At the same time when older people move into assisted living facilities, their self-image is often challenged by various other things such as age-based changes regarding their functional abilities. Adding the routines and roles inside the facility, Martti, a former engineer who used to love motorcycling and hiking, is in danger of becoming merely an inmate or even a patient in an institution.

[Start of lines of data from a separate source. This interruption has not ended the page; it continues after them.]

Issue #528, opened 2022-02-02
Bug: Dependencies between applyobjs & pruneObjs not respected (considered external deps)


karlkfi:
If an object being pruned is depended on by a new or existing object being applied, validation fails with an ExternalDependencyError (if ExitError) or continues to delete the dependency (if SkipInvalid).

The desired behavior should be to prevent deletion of the dependency.

Issue #526, opened 2022-02-02
Bug: Dependent objects applied after dependency fails/timeout


karlkfi:
If a dependency fails to apply or times out waiting to reconcile, any objects that require it will still be applied. They should be skipped.

Issue #554, opened 2022-02-25
Bug: InventoryManager.SetObjectStatus doesn't actually update the object status


karlkfi:
Critical bug in `InventoryManager.SetObjectStatus` means that none of the calls to SetObjectStatus actually work. Surprisingly this still passes tests, but it's likely that the status output is wrong in many cases.

 https://github.com/kubernetes-sigs/cli-utils/blob/master/pkg/inventory/manager.go#L68-L76

The `objStatus` input variable is being shaddowed by the for loop.

Because of the scoping of the for loop, the bug only applies if the object status was already set. This is probably why it hasn't failed tests. But this will change is we add planned pending actuations before the aply/prune task.

PR #555, opened 2022-02-25
feat: Add dependency filter

karlkfi:
- Pass TaskContext into TaskBuilder.Build
- Combine dependency graph for apply and prune objects.
  This is required to catch dependencies that would have been deleted.
- Replace graph.SortObjs into DependencyGraph + Sort + HydrateSetList
- Replace graph.ReverseSortObjs with ReverseSetList to perform on the
  combined (apply + prune) set list.
- Add planned pending applies and prune to the InventoryManager
  before executing the task queue.
  This allows the DependencyFilter to validate against the planned
  actuation strategy of objects that haven't been applied/pruned yet.
- Add the dependency graph to the TaskContext, for the
  DependencyFilter to use.
  This can be removed in the future if the filters are managed by the
  solver.
- Make Graph.Sort non-destructive, so the graph can be re-used by the
  DependencyFilter.
- Add Graph.EdgesFrom and EdgesTo for the DependencyFilter to use.
  This requires storing the reverse edge list.
- Add an e2e test for the DependencyFilter
- Add an e2e test for the LocalNamespaceFilter

Fixes https://github.com/kubernetes-sigs/cli-utils/issues/526
Fixes https://github.com/kubernetes-sigs/cli-utils/issues/528

Replaces https://github.com/kubernetes-sigs/cli-utils/pull/523


seans3 (commented):
This is the wrong approach. The approach should be three separate efforts to address the three completely different issues. 

https://github.com/kubernetes-sigs/cli-utils/issues/528 is the result of overzealous client-side validation. As I mentioned, we should not be doing client-side validation. The solution is to rollback the overzealous validation.

https://github.com/kubernetes-sigs/cli-utils/issues/554 should be a simple fix with a better test to  prove the fix.

For https://github.com/kubernetes-sigs/cli-utils/issues/526, it is not clear this is a bug as much as an optional feature. If we are solving this, we are not going to do it a couple days before a release without tests.

/hold

mortent (commented):
One small comment, but I think this approach looks fine. As for the concerns raised by @seans3:

For #554 and #526: We need more tests and I think the PR also mentions that those will be added before this is merged. So I think we are all in agreement there. 
I don't think the timing related to a release matters. We have to trust that the combination of code reviews and tests are sufficient to catch most bugs, and when they don't (which will happen from time to time), we have to add better tests. It is unclear to me if waiting would make it safer as we don't have any clients (to my knowledge) who are running unreleased code. We can leverage the tests in https://github.com/GoogleContainerTools/kpt to do an additional check before we make a release. I have done that in the past, but it not something we have automated.

For #526 specifically, I think that is a bug since it seems strange to handle dependencies, but also ignore them in the face of failures. Skipping them seems to align with the general approach of the library, where we continue with as much as possible when something fails, but also make it safe to retry to "make things right" after a failure.

I think we are all in agreement that we want to avoid as much client-side validation as possible. But in this case, we have always restricted dependencies to only include resources within the apply set. This just changes how we report the error.

pkg/apply/filter/dependency-filter.go
```diff
@@ -0,0 +1,113 @@
...
+	"k8s.io/apimachinery/pkg/apis/meta/v1/unstructured"
+	"sigs.k8s.io/cli-utils/pkg/apis/actuation"
+	"sigs.k8s.io/cli-utils/pkg/apply/taskrunner"
+	"sigs.k8s.io/cli-utils/pkg/object"
+)
+
+// DependencyFilter implements ValidationFilter interface to determine if an
+// object can be applied or deleted based on the status of it's dependencies.
+type DependencyFilter struct {
+	TaskContext *taskrunner.TaskContext
```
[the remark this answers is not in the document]
karlkfi: I agree, but was trying to limit the amount of unrelated changes. That can be done in a separate PR.

karlkfi:
> For https://github.com/kubernetes-sigs/cli-utils/issues/526, it is not clear this is a bug as much as an optional feature. If we are solving this, we are not going to do it a couple days before a release without tests.

IMO we should not launch depends-on in Config Sync without this bug fixed, and it was probably a mistake to launch the feature in kpt with this bug in the first place. Prior to this PR, depends-on was only half implemented (sorted ordering, but no enforcement).

karlkfi:
> https://github.com/kubernetes-sigs/cli-utils/issues/528 is the result of overzealous client-side validation. As I mentioned, we should not be doing client-side validation. The solution is to rollback the overzealous validation.

For CRDs this is probably fine, because there is a service-side error that prevents deletion of CRDs with CRs in use.

For namespaces tho, this is catastrophic, because namespace deletion causes garbage collection of everything else in the namespace.

For all other explicit dependencies there is no server-side dependency enforcement. So the client-side enforcement cannot be rolled back without completely removing the dependency ordering feature.

karlkfi:
> https://github.com/kubernetes-sigs/cli-utils/issues/554 should be a simple fix with a better test to prove the fix.

This is fair. I can extract this to another PR.

karlkfi:
Pulled out fix for #554: https://github.com/kubernetes-sigs/cli-utils/pull/556

karlkfi:
> https://github.com/kubernetes-sigs/cli-utils/issues/528 is the result of overzealous client-side validation. As I mentioned, we should not be doing client-side validation. The solution is to rollback the overzealous validation.

@seans3 Removing the validation for external dependencies won't fix this bug. It would stop the confusing validation error, but it wouldn't fix the behavior. It wouldn't fail server-side, because there's no server-side impl. And without the DependencyFilter, neither the apply nor the prune would be skipped. So the apply would go through and then its dependency would be deleted. And we would lose the validation error for otherwise legitimately external dependencies.

Combining the graph for both applies and prunes allows for detection of implicit dependencies (CRDs & Namespaces) which would have otherwise been missed. And for explicit dependencies (depends-on  & apply-time-mutation), it detects them as "internal" dependencies instead of "external". Then both implicit and explicit deps can be checked by the DependencyFilter. And to keep the behavior otherwise the same, the graph only needs to be sorted once and then filtered down to include either the apply objects or prune objects.

I was planning to add more unit tests, but the e2e tests and applier/destroyer tests already show that the existing behavior is otherwise preserved, and I wanted to make sure the approach was otherwise acceptable before writing more tests.

pkg/apply/filter/dependency-filter.go
```diff
@@ -0,0 +1,113 @@
...
+// least one of its dependencies is Not Found or Not Reconciled.
+func (dnrf DependencyFilter) Filter(obj *unstructured.Unstructured) (bool, string, error) {
+	id := object.UnstructuredToObjMetadata(obj)
+
+	switch dnrf.Strategy {
+	case actuation.ActuationStrategyApply:
+		// For apply, check dependencies (outgoing)
+		relationship := "dependency"
+		for _, depID := range dnrf.TaskContext.Graph().EdgesFrom(id) {
+			filter, reason, err := dnrf.filterByRelationStatus(depID, relationship)
```
Liujingfang1, line 39: Suggest changing "filter" to "skip" for readability

pkg/apply/filter/dependency-filter.go
```diff
@@ -0,0 +1,113 @@
...
+			}
+			if filter {
+				return filter, reason, nil
+			}
+		}
+	case actuation.ActuationStrategyDelete:
+		// For delete, check dependents (incoming)
+		relationship := "dependent"
+		for _, depID := range dnrf.TaskContext.Graph().EdgesTo(id) {
+			filter, reason, err := dnrf.filterByRelationStatus(depID, relationship)
```
Liujingfang1, line 51: ditto

pkg/apply/solver/solver.go
```diff
@@ -119,19 +119,48 @@ func (t *TaskQueueBuilder) WithPruneObjects(pruneObjs object.UnstructuredSet) *T
...
+	if err != nil {
+		t.Collector.Collect(err)
+	}
+	// Store graph for use by DependencyFilter
+	taskContext.SetGraph(g)
+	// Sort objects into phases (apply order).
+	// Cycles will be treated as validation errors.
+	idSetList, err := g.Sort()
+	if err != nil {
+		t.Collector.Collect(err)
```
Liujingfang1, line 150: Does `Collect(err)` send an error event?

pkg/object/graph/graph.go
```diff
@@ -101,25 +108,53 @@ func (g *Graph) Size() int {
...
+	edgesTo, exists := g.reverseEdges[to]
+	if !exists {
+		return nil
+	}
+	c := make(object.ObjMetadataSet, len(edgesTo))
+	copy(c, edgesTo)
+	return c
+}
+
+// Sort returns the ordered set of vertices after a topological sort.
```
Liujingfang1, line 143: Since the graph now contains`edges` and `reverseEdges`, do we need to update the existing unit test for `Sort`?

pkg/apply/solver/solver.go
karlkfi: Nope. It just collects the errors. The applier and destroyer have the code to either send the collected errors as error events or return as an error.

pkg/object/graph/graph.go
karlkfi: Yup. It's on the todo list. I just wanted to get feedback on the approach before writing a bunch of tests that i might have to throw away.

pkg/apply/filter/dependency-filter.go
karlkfi: done

pkg/apply/solver/solver.go
Liujingfang1: Ack.

karlkfi:
/unhold

Added unit tests:
- DependencyFilter.Filter
- solver.Build (apply, prune, apply & prune, inventory status)
- graph.ReverseSetList
- graph.HydrateSetList
- graph.DependencyGraph
- Graph.Dependencies
- Graph.Dependents
- Graph.Sort (non-destructive)

Discussed approach with @seans3 offline. His primary complaint was that the dependency ordering was never intended to be a guarantee, just an expedient to produce fewer errors. However, while this may have been true when dependencies were first added, there are a number of use cases that have been discovered that are not solved by just ordering, which are better solved by an ordering guarantee. Most of these use cases come down to improving UX such that the error is obvious and once fixed in the local config, a re-apply is sufficient to resolve the  problem.

One example worth calling out is that this helps expedite deployment of chains of dependencies that would otherwise be applied all up front and fall into retry-back-off, causing end-to-end reconciliation to take orders of magnitude longer to complete compared to waiting to apply resources until their dependencies are reconciled. This is especially true for infrastructure resources which take a notoriously long time to reconcile (like GKE clusters). Plus, some retry loops (like Jobs) have a finite number of retries configured before failing, after which a reapply of the initial spec is insufficient.

seans3 (approved):
/approve

The tests look good. Thanks for all the quick work. I will leave the LGTM to Jingfang.

Liujingfang1:
Thanks for adding the unit tests.

/lgtm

According to this research, residents’ personalities do not vanish intentionally, but because of inconsideration. Although person-centeredness and individuality are acknowledged as cornerstones of good care, they are misunderstood as concepts in assisted living surroundings. When a person’s functional abilities and means of self-expression are diminishing, responsibility for supporting her personhood transfers to other people around her. Regarding the most vulnerable people, emphasizing person-centeredness and individuality may even result in abandonment-like situations. Therefore we need a consensus on constituents of good human life as well as a view on how the most vulnerable may reach it.

One plausible starting-point to deliberate good human life is the Aristotelian perception that one should be able to fulfil oneself. Life is good when a person may strive for her goals employing her own competences and capabilities. According to this study, residents’ good life may be supported by paying attention to their autonomy and agency as well as their recognition as persons and affiliation in assisted living surroundings. We need to understand the relational nature of residents’ autonomy. We also need to see how residents’ agency gets more and more subtle and contains features of being in addition to doing. Recognizing personhood of the most vulnerable becomes a task for the community, and residents’ social relationships need to be validated both inside the facility and outside it.

Based on an empirical study, the doctoral thesis outlines a recognition-oriented care philosophy which keeps Martti visible as a person while residing in assisted living surroundings.

The dissertation is published in the publication series of Acta Universitatis Tamperensis; 2272, Tampere University Press, Tampere 2017. The dissertation is also published in the e-series Acta Electronica Universitatis Tamperensis; 1773, Tampere University Press 2017.